NVIDIAがエネルギー効率の高い相互接続技術を解説(前編):福田昭のデバイス通信(99) 高性能コンピューティングの相互接続技術(4)(1/2 ページ)
バスやリンクなどの相互接続(インターコネクト)は大きなエネルギーを消費する。では、どのようにして消費電力を下げ、エネルギー効率を高めればよいのか。前編では、信号振幅を小さくする方法と、電荷を再利用する方法の2つについて解説する。
相互接続のエネルギー消費を下げたい
2016年12月に開催された国際学会IEDMのショートコースから、「将来のコンピュータにおける相互接続の課題(Interconnect Challenges for Future Computing)」と題するNVIDIAの講演概要をご紹介している。講演者はNVIDIAで研究担当シニア・バイスプレジデント兼チーフサイエンティストを務めるWilliam(Bill) Dally氏である。

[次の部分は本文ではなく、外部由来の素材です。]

PR #374, opened 2019-04-09
Do not require user to be specified for syncoid

aerusso:
As it stands, syncoid does not allow ssh targets that do not specify a user. This patch adds that feature, requiring several changes to its behavior:

1. We bring the behavior of syncoid into line with the documentation, which suggests that `:`, rather than `@`, is required when specifying a remote dataset.
2. The behavior of a TARGET or SOURCE that begins with `:` is altered to allow for local dataset names with colons in them.
3. The name of the control socket is changed slightly.

I've been using a version of this patch for around a year. I'm currently using it (rebased onto v2.0.1). The patch also includes a note in the help describing the change.

### DIFF
--- a/syncoid
+++ b/syncoid
@@ -1420,20 +1420,53 @@ sub targetexists {
 sub getssh {
 	my $fs = shift;
 
-	my $rhost;
+	my $rhost = "";
 	my $isroot;
 	my $socket;
+	my $remoteuser = "";
 
 	# if we got passed something with an @ in it, we assume it's an ssh connection, eg root@myotherbox
 	if ($fs =~ /\@/) {
 		$rhost = $fs;
-		$fs =~ s/^\S*\@\S*://;
+		$fs =~ s/^[^\@:]*\@[^\@:]*://;
 		$rhost =~ s/:\Q$fs\E$//;
-		my $remoteuser = $rhost;
-		 $remoteuser =~ s/\@.*$//;
+		$remoteuser = $rhost;
+		$remoteuser =~ s/\@.*$//;
+		# do not require a username to be specified
+		$rhost =~ s/^@//;
+	} elsif ($fs =~ m{^[^/]*:}) {
+		# if we got passed something with an : in it, BEFORE any forward slash
+		# (i.e., not in a dataset name) it MAY be an ssh connection
+		# but we need to check if there is a pool with that name
+		my $pool = $fs;
+		$pool =~ s%/.*$%%;
+		my ($pools, $error, $exit) = capture {
+			system("$zfscmd list -d0 -H -oname");
+		};
+		$rhost = $fs;
+		if ($exit != 0) {
+			warn "Unable to enumerate pools (is zfs available?)";
+		} else {
+			foreach (split(/\n/,$pools)) {
+				if ($_ eq $pool) {
+					# there's a pool with this name.
+					$rhost = "";
+					last;
+				}
+			}
+		}
+		if ($rhost ne "") {
+			# there's no pool that might conflict with this
+			$rhost =~ s/:.*$//;
+			$fs =~ s/\Q$rhost\E://;
+		}
+	}
+
+	if ($rhost ne "") {
 		if ($remoteuser eq 'root' || $args{'no-privilege-elevation'}) { $isroot = 1; } else { $isroot = 0; }
 		# now we need to establish a persistent master SSH connection
-		$socket = "/tmp/syncoid-$remoteuser-$rhost-" . time();
+		$socket = "/tmp/syncoid-$rhost-" . time();
+
 		open FH, "$sshcmd -M -S $socket -o ControlPersist=1m $args{'sshport'} $rhost exit |";
 		close FH;
 
@@ -1882,9 +1915,9 @@ syncoid - ZFS snapshot replication tool
 =head1 SYNOPSIS
 
  syncoid [options]... SOURCE TARGET
- or   syncoid [options]... SOURCE USER@HOST:TARGET
- or   syncoid [options]... USER@HOST:SOURCE TARGET
- or   syncoid [options]... USER@HOST:SOURCE USER@HOST:TARGET
+ or   syncoid [options]... SOURCE [[USER]@]HOST:TARGET
+ or   syncoid [options]... [[USER]@]HOST:SOURCE TARGET
+ or   syncoid [options]... [[USER]@]HOST:SOURCE [[USER]@]HOST:TARGET
 
  SOURCE                Source ZFS dataset. Can be either local or remote
  TARGET                Target ZFS dataset. Can be either local or remote


redmop:
I'm just curious. What is the use case? What problem does this solve that not putting the username in there required?

aerusso:
In my case, I would like to avoid duplicating information about host configuration (DNRY). I specify host configuration information in one place (~/.ssh/config) and manage it there.

It's also nice because it brings syncoid's behavior in line with ssh and scp (which also infer username information, in precisely this way).

I'll also point out that [dataset names must begin with an alphanumeric character](https://docs.oracle.com/cd/E26505_01/html/E37384/gbcpt.html), so this patch cannot break any valid, existing syncoid call. It's completely backwards compatible.

In my mind, the question is: why do we *require* a username?

phreaker0:
@aerusso What about handling an empty ssh host as local replication, this way : colon can still be used locally but with an extra : in front:
`syncoid :pool/src:data pool/dst`

aerusso:
That's actually the current behavior of this patch. Existing configurations
with local datasets with colons in a name will be broken, though. The
resolution would be to put a colon at the front, as you suggest.

phreaker0:
@aerusso nice, i overlooked that.

jimsalterjrs:
I don't like "datasets with a colon in the name get broken", even with workarounds. I don't like the front-loaded empty colon, either.

If you're really hell-bent on not having to specify username, I'd maybe prefer allowing `syncoid pool/src @:remotebox:pool/target`, which would have the virtue of not breaking anybody's stuff or requiring any additional symbols.

aerusso:
@jimsalterjrs I looked back at this code, and realized that there is actually no issue with the `:` character---pool names must not contain them. So, this newest revision checks if there is a `:` BEFORE any `/` characters, and then proceeds.

So, there's actually no changes needed to the documentation, and no breakage to any existing configurations!

This has not been as tested, though---I just wrote it up---so a review is definitely something I'd support.

aerusso:
@phreaker0 Did you test with the most recent version? It should not break any existing configuration.

phreaker0:
@aerusso yes, my reproducer:

```
POOL_IMAGE="/tmp/syncoid-test-8.zpool"
MOUNT_TARGET="/tmp/syncoid-test-8.mount"
POOL_SIZE="1000M"
POOL_NAME="syncoid-test-8-:"

truncate -s "${POOL_SIZE}" "${POOL_IMAGE}"

zpool create -m none -f "${POOL_NAME}" "${POOL_IMAGE}"

function cleanUp {
  zpool export "${POOL_NAME}"
}

# export pool in any case
trap cleanUp EXIT

zfs create "${POOL_NAME}"/src
zfs create "${POOL_NAME}"/src/" -_.:"cool" :._- "
../../../syncoid --recursive --debug --compress=none "${POOL_NAME}"/src "${POOL_NAME}"/dst
sleep 1
../../../syncoid --recursive --debug --compress=none "${POOL_NAME}"/src/" -_.:"cool" :._- " "${POOL_NAME}"/dst/" -_.:"cool2" :._- "
sleep 1
../../../syncoid --recursive --debug --compress=none "${POOL_NAME}"/src/" -_.:"cool" :._- " root@127.0.0.1:"${POOL_NAME}"/dst/" -_.:"cool3" :._- "
sleep 1
../../../syncoid --recursive --debug --compress=none "${POOL_NAME}"/src/" -_.:"cool" :._- " 127.0.0.1:"${POOL_NAME}"/dst/" -_.:"cool4" :._- "

zfs list -r "${POOL_NAME}"
```

aerusso:
That's an illegal pool name---you're [not supposed to have colons in it](https://docs.oracle.com/cd/E26505_01/html/E37384/gbcpt.html).

phreaker0:
Seem like this is solaris specific. The example code from above worked on my machine and from the manpage of zpool (linux zfs 0.8.2) it also documented to be allowed:

```
...The pool name must begin with a letter, and can only contain alphanumeric characters
as well as underscore ("_"), dash ("."), colon (":"), space ("-"), and period ("."). 
The pool names mirror, rai....
```

aerusso:
Yeah, I noticed that in the edit. This actually breaks syncoid, not just this patch.

phreaker0:
`syncoid --recursive --debug --compress=none "${POOL_NAME}"/src "${POOL_NAME}"/dst`
from the example above worked for me on linux without this PR.

aerusso:
Sorry, you are correct. It's too early here.

phreaker0:
@aerusso :-) so what's your opinion about the proposed syntax:

`syncoid localSrcPool @remoteServer:remoteDstPool`

aerusso:
I'm planning on using that syntax, but I've got one more trick I want to put in to avoid unnecessary requirement of the `@`.

aerusso:
@phreaker0 This resolves the ambiguity in the pool name by checking for any possible local pool name conflicts.

You can also always use the `@` syntax.

Let me know how you feel about this version.

phreaker0:
@aerusso this looks nice! One case which currently doesn't work (and didn't before) is:

POOL_NAME="syncoid-test-8-:"
syncoid --recursive --debug --compress=none "${POOL_NAME}"/src/" -_.:"cool" :._- " root@127.0.0.1:"${POOL_NAME}"/dst/" -_.:"cool3" :._- 

While you are at it, can you also use the same handling you implemented for not specified usernames where the same command works.

aerusso:
>  One case which currently doesn't work (and didn't before) is [snip]

It should work now, in this revision. Thanks for checking these, by the way!

> While you are at it, can you also use the same handling you implemented for not specified usernames where the same command works.

I'm a little confused about what you mean here. Could you give me an example what you'd like changed?

phreaker0:
@aerusso thx, I will test this later. It was about the same thing, sorry for the wording :-)

syncoid
```diff
@@ -1420,20 +1420,49 @@ sub targetexists {
...
+		$rhost =~ s/^@//;
+	} elsif ($fs =~ m{^[^/]*:}) {
+		# if we got passed something with an : in it, BEFORE any forward slash
+		# (i.e., not in a dataset name) it MAY be an ssh connection
+		# but we need to check if there is a pool with that name
+		my $pool = $fs;
+		$pool =~ s%/.*$%%;
+		my ($pools, $error, $exit) = capture {
+			system("$zpoolcmd list -H -oname");
+		};
```
phreaker0: The exit code should be checked here

phreaker0:
@aerusso I tested the change and it works, thx! One last thing, can you add a check for the exit code of the zpool list command and error out if there was a problem.

aerusso:
@phreaker0 I've pushed a version that checks the exit code, and warns on an error. I've also rewritten it to use `zfs` instead of `zpool`, so that users not running as root don't have to also add `zpool` to their path.

phreaker0:
@aerusso thx! all my test cases worked.

aerusso:
I just re-based this.  @jimsalterjrs Is there anything else you'd like me to do for this?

シリーズの第3回である前回は、現実的なデナード・スケーリング(比例縮小則)を説明した。今回は、エネルギー効率の高い相互接続技術を解説する。
なお講演だけでは説明が不十分なところがあるので、本シリーズでは読者の理解を助けるために、Dally氏の講演内容を適宜、補足している。あらかじめご了承されたい。
本シリーズの初回で説明したように、先端SoC(System on a Chip)では演算器やメモリなどのトランジスタ回路よりも、バスやリンクなどの相互接続(インターコネクト)が大きなエネルギーを消費する。

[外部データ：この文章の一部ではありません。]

PR #375, opened 2019-04-20
Declare that sanoid service 'Wants' sanoid-prune

johnramsden:
The `sanoid-prune.service` never runs after `sanoid.service`.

相互接続におけるエネルギー消費を左右する大きな要因に、信号振幅がある。最も単純な信号伝送は、信号電位を接地電位付近から電源電圧付近までスイングする「FSI(full swing interconnect)」だ。FSIは伝送可能な周波数が最も高くなるものの、伝送長・伝送ビット当たりの消費エネルギーが大きい。

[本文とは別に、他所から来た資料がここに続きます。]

PR #382, opened 2019-05-15
fixed ordering of snapshots with the same creation timestamp

### LINKED ISSUE #381: syncoid not always getting oldest snapshot
Discovered a bug today in which a full replication isn't actually beginning with the very oldest snapshot present:

    root@SAP0:~# zfs list -rt snap data/images | grep images\@
    data/images@autosnap_2019-05-08_13:13:56_monthly               0B      -    96K  -
    data/images@autosnap_2019-05-08_13:13:56_daily                 0B      -    96K  -
    data/images@autosnap_2019-05-08_13:13:56_hourly                0B      -    96K  -
    data/images@autosnap_2019-05-08_14:00:02_hourly                0B      -    96K  -
    data/images@autosnap_2019-05-08_15:00:01_hourly                0B      -    96K  -
    data/images@autosnap_2019-05-08_16:00:02_hourly                0B      -    96K  -
    data/images@syncoid_usp-hs0_2019-05-08:16:51:28                0B      -    96K  -

Replicating in full to hotspare misses the monthly snapshot:

    root@hs0:~# syncoid root@sap0:data/images data/sap0/data/images
    WARN: ZFS resume feature not available on target machine - sync will continue without resume support.
    INFO: Sending oldest full snapshot data/images@autosnap_2019-05-08_13:13:56_hourly (~ 40 KB) to new target filesystem:
      48.3KiB 0:00:00 [1.64MiB/s] [=================================] 118%
    INFO: Updating new target filesystem with incremental data/images@autosnap_2019-05-08_13:13:56_hourly ... syncoid_usp-hs0_2019-05-08:16:54:09 (~ 33 KB):
      14KiB 0:00:00 [ 321KiB/s] [=============>                    ] 42%

Note that it incorrectly identified the hourly, not the monthly, as "oldest snapshot" on the source. This means that we miss the monthly on the target:

    root@hs0:~# zfs list -rt snap data/sap0
    NAME                                                            USED  AVAIL  REFER  MOUNTPOINT
    data/sap0/data/images@autosnap_2019-05-08_13:13:56_hourly   144K      -   208K  -
    data/sap0/data/images@autosnap_2019-05-08_14:00:02_hourly    16K      -   208K  -
    data/sap0/data/images@autosnap_2019-05-08_15:00:01_hourly    16K      -   208K  -
    data/sap0/data/images@autosnap_2019-05-08_16:00:02_hourly    16K      -   208K  -
    data/sap0/data/images@syncoid_usp-hs0_2019-05-08:16:51:28    16K      -   208K  -
    data/sap0/data/images@syncoid_usp-hs0_2019-05-08:16:54:09      0      -   208K  -

Hey @phreaker0 , remember how I used to have `sanoid` sleep for one second between snapshots? *This* is why I was doing it. I remembered I had problems not being able to identify the oldest snapshot but I couldn't dredge up the details; now the details have re-bitten me in the arse and I remember why I was doing that. =)

When several snapshots of the same dataset are all the same age, it seems to be basically random which one gets pulled up as "oldest". I'm not sure if we're currently sorting age by the actual zfs creation property, or just using the text datestamp in the snapshot name itself. But neither one has a granularity smaller than one second, so it's easy to get order screwed up if you have multiples with the exact same creation time (to a granularity of one second). Suggestions that are less crude than my old one of "just sleep a second between taking snapshots, so this crap doesn't happen"? =)

phreaker0:
Fixes #381

### DIFF
--- a/syncoid
+++ b/syncoid
@@ -1393,6 +1393,8 @@ sub getsnaps() {
 	# this is a little obnoxious. get guid,creation returns guid,creation on two separate lines
 	# as though each were an entirely separate get command.
 
+	my %creationtimes=();
+
 	foreach my $line (@rawsnaps) {
 		# only import snap guids from the specified filesystem
 		if ($line =~ /\Q$fs\E\@.*guid/) {
@@ -1413,7 +1415,24 @@ sub getsnaps() {
 			$creation =~ s/^.*\tcreation\t*(\d*).*/$1/;
 			my $snap = $line;
 			$snap =~ s/^.*\@(.*)\tcreation.*$/$1/;
-			$snaps{$type}{$snap}{'creation'}=$creation;
+
+			# the accuracy of the creation timestamp is only for a second, but
+			# snapshots in the same second are highly likely. The list command
+			# has an ordered output so we append another three digit running number
+			# to the creation timestamp and make sure those are ordered correctly
+			# for snapshot with the same creation timestamp
+			my $counter = 0;
+			my $creationsuffix;
+			while ($counter < 999) {
+				$creationsuffix = sprintf("%s%03d", $creation, $counter);
+				if (!defined $creationtimes{$creationsuffix}) {
+					$creationtimes{$creationsuffix} = 1;
+					last;
+				}
+				$counter += 1;
+			}
+
+			$snaps{$type}{$snap}{'creation'}=$creationsuffix;
 		}
 	}
 


jimsalterjrs:
Thank you for this. But, correct me if I'm wrong, this only works if you assume that the same instance of sanoid creates all timestamps taken in the same second, right? This is *likely* but not guaranteed. Wouldn't it make more sense to use a more granular timestamp instead of a counter, ie go down to microsecond timing?

Also - are we certain that none of the regexes parsing out sanoid snapshots are looking for the format without the newly appended utime or counter, and would fail when we do append them?

phreaker0:
No, it works regardless. Every timestamp is suffixed internally with "000" when parsing the zfs list output until there are duplicates in which case the counter is used to preserve ordering. (The limit are 1000 snapshots per second) The proper solution would be to retrieve the creation time in millisecond precision but I don't  think zfs offers that as far as I found, therefore the workaround with the counter.

I'm not quiet sure what you mean with the regex parsing, the suffixed timestamp is only used internally and never written anywhere/read in.

jimsalterjrs:
Oh, okay - I misunderstood the impact. Thanks for explaining!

信号伝送の消費エネルギーを下げる代表的な方法は、信号振幅を小さくすることだ。そこで低電圧駆動のドライバによって伝送路の信号振幅を小さくした相互接続「LSI(low swing interconnect)」を試した。信号振幅が400mVのLSIと200mVのLSIである。伝送長・伝送ビット当たりの消費エネルギーはFSIの4分の1以下に下がるものの、低電圧ドライバの駆動周波数が低いために、最大伝送周波数も3分の2から半分に下がってしまう。
そこで低電圧ドライバを使わず、伝送路をキャパシターで分割することで振幅を小さくする「CDI(capacitively-driven interconnect)」技術を考案し、試した。信号振幅は、「分割キャパシター/(分割キャパシターと配線キャパシターの合計)×電源電圧」となる。CDIの消費エネルギーはFSIの4分の1と少なく、最大動作周波数はFSIとほぼ変わらない。
CDIに自己較正回路を追加した「SCI(self-calibrating interconnect)」技術だと、性能はさらに向上する。消費エネルギーがCDIの半分に減少するとともに、動作周波数がFSIよりも高くなった。